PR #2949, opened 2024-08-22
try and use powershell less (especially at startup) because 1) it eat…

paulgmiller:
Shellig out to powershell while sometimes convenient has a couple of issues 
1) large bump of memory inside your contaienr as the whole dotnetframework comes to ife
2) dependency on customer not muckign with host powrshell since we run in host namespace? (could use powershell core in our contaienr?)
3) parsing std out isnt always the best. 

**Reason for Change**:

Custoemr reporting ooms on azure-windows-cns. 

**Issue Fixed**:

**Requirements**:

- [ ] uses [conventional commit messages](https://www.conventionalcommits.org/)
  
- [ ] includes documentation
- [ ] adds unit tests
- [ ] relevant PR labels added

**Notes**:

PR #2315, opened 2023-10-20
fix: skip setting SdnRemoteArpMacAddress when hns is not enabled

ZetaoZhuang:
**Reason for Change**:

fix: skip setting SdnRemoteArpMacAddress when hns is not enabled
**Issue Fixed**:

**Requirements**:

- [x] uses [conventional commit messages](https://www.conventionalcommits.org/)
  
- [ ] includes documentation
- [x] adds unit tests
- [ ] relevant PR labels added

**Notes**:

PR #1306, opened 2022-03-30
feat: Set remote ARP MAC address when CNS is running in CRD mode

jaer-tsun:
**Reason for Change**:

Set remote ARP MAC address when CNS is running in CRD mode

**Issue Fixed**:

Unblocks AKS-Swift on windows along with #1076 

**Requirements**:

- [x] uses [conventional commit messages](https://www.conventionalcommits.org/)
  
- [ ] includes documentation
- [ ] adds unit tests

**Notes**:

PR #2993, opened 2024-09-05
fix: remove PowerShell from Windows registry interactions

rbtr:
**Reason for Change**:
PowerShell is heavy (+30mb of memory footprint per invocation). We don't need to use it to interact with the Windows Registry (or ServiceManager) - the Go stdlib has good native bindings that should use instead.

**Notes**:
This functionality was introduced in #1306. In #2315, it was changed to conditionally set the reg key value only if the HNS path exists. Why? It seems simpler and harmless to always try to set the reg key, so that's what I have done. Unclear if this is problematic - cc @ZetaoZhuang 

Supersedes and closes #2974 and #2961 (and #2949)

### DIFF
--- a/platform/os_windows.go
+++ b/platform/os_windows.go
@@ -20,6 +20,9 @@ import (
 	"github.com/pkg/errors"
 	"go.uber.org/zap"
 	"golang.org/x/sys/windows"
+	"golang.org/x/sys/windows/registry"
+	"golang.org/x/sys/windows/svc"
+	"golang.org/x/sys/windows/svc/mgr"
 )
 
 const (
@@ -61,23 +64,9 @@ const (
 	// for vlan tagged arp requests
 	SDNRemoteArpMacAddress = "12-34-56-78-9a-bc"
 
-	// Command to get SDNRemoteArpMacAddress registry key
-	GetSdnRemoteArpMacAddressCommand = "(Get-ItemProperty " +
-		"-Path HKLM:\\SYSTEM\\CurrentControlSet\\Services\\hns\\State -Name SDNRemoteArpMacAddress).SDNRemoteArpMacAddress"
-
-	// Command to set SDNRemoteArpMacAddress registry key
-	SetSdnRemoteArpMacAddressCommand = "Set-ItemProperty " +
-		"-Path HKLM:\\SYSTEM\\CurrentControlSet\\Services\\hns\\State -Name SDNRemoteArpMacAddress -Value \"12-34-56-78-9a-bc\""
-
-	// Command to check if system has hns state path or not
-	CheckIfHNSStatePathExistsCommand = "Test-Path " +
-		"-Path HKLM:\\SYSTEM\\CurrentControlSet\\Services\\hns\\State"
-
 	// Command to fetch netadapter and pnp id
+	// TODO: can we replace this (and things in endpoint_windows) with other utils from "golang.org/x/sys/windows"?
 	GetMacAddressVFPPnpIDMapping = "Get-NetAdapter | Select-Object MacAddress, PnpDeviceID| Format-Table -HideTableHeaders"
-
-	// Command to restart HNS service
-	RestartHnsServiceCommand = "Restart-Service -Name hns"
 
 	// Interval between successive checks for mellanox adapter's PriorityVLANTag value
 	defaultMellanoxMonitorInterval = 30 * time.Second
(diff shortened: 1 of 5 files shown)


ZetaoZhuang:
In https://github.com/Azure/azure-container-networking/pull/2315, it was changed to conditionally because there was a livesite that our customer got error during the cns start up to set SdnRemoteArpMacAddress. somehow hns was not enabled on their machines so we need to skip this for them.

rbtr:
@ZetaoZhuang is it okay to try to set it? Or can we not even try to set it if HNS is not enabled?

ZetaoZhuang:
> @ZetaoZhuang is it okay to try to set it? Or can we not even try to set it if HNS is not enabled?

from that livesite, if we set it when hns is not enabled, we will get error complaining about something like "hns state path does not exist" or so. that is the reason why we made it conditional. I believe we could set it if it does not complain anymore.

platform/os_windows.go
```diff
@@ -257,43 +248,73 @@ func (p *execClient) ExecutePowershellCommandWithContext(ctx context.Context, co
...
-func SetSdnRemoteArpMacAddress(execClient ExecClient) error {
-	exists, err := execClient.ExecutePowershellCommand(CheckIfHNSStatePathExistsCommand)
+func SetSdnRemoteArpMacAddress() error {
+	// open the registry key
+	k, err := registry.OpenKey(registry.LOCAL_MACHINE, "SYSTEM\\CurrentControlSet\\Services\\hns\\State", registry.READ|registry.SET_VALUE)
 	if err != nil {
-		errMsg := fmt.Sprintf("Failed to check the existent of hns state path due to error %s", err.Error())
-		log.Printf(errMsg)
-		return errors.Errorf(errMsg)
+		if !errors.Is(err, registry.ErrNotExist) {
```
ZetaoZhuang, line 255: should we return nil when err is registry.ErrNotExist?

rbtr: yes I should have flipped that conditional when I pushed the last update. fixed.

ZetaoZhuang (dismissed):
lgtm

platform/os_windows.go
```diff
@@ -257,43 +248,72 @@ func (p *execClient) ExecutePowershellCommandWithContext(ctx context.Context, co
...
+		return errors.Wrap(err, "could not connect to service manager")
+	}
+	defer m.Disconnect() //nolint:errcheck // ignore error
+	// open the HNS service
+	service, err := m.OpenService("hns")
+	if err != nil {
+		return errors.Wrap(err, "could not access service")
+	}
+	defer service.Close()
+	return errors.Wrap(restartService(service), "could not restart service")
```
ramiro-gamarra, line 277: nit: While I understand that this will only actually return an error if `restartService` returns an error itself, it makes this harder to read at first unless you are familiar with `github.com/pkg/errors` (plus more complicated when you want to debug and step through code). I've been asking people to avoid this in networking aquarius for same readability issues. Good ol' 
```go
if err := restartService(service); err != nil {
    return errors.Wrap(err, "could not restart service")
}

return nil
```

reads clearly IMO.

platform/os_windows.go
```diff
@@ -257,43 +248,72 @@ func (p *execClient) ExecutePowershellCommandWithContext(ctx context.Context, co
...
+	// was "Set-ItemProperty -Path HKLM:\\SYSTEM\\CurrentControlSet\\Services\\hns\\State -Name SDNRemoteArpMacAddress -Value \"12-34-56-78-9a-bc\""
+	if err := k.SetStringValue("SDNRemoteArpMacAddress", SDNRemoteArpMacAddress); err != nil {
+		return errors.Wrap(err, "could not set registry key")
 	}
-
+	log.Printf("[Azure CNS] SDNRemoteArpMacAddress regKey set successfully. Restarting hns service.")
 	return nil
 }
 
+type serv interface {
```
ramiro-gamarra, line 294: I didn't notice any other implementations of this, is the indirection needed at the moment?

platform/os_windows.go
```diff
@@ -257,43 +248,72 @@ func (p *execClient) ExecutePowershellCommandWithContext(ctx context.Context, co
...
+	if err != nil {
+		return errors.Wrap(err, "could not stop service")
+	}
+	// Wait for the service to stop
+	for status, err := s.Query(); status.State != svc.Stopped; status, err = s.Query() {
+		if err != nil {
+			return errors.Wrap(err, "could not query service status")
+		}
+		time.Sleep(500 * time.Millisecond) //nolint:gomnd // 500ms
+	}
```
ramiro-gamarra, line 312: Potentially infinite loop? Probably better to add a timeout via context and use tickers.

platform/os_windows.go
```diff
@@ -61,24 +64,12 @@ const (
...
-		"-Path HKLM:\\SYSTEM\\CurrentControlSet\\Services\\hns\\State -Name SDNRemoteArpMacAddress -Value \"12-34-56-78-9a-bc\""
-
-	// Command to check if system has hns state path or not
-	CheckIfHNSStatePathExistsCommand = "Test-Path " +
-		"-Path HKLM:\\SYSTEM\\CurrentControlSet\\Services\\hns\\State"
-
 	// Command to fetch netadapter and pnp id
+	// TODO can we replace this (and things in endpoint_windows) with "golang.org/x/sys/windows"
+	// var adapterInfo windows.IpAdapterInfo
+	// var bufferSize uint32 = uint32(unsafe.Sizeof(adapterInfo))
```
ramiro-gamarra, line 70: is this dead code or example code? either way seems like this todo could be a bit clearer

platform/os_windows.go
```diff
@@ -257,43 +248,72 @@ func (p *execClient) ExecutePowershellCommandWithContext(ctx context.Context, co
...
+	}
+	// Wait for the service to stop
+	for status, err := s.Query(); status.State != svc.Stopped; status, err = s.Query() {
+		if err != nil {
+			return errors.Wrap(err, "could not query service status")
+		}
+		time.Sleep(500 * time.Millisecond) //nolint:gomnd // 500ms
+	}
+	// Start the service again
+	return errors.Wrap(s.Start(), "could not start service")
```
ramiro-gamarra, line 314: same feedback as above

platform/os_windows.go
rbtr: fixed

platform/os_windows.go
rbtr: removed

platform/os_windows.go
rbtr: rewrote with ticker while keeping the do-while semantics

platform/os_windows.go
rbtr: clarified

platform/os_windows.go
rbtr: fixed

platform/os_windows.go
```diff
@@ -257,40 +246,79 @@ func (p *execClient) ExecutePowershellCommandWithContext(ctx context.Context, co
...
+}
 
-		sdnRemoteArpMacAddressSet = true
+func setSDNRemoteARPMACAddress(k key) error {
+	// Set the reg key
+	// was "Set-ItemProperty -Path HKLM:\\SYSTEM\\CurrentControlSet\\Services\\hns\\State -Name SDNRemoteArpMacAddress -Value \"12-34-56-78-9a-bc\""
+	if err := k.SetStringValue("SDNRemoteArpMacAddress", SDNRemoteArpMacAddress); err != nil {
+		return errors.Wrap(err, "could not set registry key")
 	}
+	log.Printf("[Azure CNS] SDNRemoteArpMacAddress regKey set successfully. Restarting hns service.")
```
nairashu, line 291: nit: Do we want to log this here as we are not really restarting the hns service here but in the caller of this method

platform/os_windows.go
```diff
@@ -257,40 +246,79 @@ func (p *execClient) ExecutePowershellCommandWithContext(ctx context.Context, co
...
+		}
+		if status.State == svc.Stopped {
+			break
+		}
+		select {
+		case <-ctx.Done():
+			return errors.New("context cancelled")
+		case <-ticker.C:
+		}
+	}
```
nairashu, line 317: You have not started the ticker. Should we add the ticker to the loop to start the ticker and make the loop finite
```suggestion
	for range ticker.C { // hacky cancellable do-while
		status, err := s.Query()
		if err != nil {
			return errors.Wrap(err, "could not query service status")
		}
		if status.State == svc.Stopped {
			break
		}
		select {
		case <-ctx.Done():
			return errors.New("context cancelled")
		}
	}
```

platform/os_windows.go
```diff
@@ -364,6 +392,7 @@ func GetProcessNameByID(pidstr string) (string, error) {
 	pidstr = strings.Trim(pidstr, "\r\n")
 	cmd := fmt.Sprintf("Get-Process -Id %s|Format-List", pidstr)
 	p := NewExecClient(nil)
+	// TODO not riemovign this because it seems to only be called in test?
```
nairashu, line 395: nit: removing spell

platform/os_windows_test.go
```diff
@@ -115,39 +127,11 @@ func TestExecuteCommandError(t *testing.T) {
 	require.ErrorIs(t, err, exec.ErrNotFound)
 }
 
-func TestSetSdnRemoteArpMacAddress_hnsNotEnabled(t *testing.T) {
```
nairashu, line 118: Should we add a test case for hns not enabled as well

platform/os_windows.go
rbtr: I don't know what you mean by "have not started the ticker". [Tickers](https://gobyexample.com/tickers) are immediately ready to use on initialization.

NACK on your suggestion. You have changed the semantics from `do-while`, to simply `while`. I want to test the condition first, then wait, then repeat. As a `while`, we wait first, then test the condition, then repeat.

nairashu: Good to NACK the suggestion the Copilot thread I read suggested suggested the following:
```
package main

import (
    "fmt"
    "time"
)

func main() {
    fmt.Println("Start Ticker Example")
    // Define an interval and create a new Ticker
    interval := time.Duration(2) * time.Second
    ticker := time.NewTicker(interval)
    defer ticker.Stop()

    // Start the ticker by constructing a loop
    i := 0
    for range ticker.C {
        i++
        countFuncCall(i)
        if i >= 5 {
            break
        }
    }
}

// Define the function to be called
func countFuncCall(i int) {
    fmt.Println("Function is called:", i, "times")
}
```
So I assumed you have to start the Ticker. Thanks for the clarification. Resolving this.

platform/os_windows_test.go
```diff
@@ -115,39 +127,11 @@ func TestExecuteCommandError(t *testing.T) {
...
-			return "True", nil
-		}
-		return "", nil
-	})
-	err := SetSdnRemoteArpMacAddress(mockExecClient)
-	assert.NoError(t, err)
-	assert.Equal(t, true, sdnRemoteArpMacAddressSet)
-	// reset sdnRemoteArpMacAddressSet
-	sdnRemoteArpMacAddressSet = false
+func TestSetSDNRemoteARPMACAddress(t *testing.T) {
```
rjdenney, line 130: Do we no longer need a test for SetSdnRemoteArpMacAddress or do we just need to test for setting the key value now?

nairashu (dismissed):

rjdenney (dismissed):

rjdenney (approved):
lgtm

************

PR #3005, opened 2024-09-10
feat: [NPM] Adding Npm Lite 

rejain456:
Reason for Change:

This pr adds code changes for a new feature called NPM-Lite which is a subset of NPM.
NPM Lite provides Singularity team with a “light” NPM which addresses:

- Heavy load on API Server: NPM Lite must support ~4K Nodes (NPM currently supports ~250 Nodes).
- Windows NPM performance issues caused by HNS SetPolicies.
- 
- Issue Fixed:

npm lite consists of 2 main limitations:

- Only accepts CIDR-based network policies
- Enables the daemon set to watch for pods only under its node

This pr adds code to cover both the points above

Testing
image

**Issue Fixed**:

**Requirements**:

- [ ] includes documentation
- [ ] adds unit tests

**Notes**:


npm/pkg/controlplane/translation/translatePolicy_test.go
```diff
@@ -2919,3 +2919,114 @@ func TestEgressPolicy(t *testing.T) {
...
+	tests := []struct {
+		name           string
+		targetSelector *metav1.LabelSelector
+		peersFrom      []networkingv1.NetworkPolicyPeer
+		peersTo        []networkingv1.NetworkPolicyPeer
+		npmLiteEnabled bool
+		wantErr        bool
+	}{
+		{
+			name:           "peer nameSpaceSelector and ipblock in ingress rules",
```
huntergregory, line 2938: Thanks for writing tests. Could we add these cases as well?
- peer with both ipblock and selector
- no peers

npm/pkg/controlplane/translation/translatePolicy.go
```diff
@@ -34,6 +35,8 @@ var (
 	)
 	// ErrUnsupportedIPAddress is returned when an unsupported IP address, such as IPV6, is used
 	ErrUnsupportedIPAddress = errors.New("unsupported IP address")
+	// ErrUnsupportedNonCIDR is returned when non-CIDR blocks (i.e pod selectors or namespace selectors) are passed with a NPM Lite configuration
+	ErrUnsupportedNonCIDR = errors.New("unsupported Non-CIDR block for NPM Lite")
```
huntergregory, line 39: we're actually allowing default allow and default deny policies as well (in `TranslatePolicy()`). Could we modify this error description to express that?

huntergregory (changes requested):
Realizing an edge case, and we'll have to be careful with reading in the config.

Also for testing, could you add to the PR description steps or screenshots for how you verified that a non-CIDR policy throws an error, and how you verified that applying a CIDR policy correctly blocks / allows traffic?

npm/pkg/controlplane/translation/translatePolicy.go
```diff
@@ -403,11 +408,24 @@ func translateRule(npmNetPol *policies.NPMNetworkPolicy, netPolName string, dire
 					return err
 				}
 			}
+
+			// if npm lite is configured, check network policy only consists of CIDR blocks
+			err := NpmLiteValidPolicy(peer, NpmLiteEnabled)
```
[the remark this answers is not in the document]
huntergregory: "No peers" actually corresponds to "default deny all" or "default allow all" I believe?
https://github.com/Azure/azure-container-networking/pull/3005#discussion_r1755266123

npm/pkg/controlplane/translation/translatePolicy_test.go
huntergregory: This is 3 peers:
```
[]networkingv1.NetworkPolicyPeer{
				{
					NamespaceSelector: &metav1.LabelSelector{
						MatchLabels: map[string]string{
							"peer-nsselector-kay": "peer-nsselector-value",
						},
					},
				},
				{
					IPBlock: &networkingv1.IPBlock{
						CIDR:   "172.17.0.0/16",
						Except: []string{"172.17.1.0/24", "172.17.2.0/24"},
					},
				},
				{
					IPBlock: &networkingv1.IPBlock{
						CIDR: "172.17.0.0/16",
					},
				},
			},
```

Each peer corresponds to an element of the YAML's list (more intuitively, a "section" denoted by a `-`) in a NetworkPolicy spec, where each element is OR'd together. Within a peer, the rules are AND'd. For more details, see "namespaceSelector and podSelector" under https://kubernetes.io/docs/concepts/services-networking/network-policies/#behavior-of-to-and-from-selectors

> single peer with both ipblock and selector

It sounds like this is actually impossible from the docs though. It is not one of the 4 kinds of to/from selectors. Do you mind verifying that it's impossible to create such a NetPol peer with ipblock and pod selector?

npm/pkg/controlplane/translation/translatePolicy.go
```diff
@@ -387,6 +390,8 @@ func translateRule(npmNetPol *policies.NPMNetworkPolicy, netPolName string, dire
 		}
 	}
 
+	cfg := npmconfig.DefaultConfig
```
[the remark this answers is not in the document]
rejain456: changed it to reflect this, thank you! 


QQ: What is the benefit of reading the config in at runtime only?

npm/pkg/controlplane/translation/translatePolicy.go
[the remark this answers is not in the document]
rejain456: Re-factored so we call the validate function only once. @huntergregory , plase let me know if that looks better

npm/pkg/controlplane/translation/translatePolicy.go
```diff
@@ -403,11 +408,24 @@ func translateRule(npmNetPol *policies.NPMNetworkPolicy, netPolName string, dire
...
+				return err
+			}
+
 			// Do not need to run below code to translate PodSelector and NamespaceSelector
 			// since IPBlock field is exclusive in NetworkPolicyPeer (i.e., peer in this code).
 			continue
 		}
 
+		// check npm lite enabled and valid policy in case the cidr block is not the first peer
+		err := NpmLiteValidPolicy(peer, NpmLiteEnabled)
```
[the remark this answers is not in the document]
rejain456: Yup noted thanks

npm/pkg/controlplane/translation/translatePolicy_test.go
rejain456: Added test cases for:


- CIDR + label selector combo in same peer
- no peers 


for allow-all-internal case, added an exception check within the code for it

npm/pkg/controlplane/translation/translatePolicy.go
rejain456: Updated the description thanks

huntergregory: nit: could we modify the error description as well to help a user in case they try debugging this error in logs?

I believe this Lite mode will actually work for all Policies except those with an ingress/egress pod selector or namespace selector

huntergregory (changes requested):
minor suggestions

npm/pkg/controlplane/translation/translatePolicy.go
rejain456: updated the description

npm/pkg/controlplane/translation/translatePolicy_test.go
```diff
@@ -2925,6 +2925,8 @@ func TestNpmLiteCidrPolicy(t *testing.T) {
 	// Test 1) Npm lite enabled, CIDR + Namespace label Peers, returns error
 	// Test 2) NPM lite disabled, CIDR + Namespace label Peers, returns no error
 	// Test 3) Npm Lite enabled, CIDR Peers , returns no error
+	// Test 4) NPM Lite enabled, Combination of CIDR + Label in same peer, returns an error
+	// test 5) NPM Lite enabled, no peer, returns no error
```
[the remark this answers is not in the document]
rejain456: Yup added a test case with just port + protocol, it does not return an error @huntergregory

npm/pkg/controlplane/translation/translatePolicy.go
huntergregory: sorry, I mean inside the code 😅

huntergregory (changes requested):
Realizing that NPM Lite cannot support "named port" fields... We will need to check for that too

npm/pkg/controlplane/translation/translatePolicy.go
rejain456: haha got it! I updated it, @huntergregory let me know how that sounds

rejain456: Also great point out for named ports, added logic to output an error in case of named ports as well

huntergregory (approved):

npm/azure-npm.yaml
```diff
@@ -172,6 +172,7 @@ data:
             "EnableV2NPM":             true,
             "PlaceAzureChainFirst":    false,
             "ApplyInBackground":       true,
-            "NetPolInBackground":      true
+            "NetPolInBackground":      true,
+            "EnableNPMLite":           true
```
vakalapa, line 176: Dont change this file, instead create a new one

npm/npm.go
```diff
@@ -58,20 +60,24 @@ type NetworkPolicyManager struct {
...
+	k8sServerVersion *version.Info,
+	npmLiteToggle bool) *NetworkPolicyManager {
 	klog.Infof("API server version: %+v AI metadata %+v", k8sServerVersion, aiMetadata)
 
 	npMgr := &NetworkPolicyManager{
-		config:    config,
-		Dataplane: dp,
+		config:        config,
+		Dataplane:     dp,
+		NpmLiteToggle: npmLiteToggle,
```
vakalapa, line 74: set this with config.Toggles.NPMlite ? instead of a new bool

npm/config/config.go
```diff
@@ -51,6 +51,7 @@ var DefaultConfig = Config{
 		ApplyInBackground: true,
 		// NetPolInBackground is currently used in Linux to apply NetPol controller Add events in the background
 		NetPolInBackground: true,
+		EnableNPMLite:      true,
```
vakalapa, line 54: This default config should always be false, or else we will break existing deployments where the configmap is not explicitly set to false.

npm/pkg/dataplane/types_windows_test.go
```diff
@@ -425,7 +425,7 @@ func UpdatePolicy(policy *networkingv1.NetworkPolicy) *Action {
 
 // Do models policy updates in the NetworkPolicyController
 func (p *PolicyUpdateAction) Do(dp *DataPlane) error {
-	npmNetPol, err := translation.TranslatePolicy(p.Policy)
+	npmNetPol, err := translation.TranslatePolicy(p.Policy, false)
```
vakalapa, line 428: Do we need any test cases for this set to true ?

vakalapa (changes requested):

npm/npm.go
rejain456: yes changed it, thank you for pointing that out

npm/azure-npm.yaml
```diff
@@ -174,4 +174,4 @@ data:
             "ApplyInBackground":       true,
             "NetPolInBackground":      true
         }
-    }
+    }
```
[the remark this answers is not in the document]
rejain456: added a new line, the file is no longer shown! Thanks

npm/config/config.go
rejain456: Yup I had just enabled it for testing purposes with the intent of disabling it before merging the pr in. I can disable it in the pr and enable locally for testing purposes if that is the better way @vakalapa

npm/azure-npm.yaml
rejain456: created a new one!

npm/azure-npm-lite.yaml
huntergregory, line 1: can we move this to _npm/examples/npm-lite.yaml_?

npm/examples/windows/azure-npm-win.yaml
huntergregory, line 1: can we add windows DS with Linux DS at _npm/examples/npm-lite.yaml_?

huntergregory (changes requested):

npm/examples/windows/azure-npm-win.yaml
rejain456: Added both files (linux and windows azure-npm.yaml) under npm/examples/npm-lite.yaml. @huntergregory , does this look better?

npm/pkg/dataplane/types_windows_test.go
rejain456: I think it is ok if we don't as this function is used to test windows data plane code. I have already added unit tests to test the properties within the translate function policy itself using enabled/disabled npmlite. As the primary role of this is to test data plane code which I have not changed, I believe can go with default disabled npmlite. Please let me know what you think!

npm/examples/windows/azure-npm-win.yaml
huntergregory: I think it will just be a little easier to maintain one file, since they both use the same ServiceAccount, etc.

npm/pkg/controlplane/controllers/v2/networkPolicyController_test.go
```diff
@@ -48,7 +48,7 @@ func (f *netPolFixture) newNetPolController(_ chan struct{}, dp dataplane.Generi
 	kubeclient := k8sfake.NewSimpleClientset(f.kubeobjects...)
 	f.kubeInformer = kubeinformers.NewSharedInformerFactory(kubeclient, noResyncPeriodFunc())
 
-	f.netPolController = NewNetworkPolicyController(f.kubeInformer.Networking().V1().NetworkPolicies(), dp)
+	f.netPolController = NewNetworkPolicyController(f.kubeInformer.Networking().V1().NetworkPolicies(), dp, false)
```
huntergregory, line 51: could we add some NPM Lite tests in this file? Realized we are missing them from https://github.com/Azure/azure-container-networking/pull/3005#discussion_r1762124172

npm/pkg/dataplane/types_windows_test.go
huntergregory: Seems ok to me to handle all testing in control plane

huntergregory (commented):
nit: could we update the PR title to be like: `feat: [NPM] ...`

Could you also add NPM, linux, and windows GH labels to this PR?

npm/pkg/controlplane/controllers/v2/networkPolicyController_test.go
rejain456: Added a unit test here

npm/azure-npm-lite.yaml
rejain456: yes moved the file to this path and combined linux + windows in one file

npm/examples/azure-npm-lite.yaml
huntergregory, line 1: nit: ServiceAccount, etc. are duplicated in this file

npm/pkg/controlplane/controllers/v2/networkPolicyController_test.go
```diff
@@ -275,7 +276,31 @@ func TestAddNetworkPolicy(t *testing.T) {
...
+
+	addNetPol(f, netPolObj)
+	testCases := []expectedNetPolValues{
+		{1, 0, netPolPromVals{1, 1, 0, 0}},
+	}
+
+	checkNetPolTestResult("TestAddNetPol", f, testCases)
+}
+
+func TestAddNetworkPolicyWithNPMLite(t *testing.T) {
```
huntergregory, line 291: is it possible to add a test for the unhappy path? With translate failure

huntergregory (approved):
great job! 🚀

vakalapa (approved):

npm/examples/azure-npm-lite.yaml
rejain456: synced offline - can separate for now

************

WHAT YOU NEED TO DO:
If a line in the records above has the word "NACK", copy it out.

YOUR RESPONSE:
NACK on your suggestion. You have changed the semantics from `do-while`, to simply `while`. I want to test the condition first, then wait, then repeat. As a `while`, we wait first, then test the condition, then repeat.
nairashu: Good to NACK the suggestion the Copilot thread I read suggested suggested the following:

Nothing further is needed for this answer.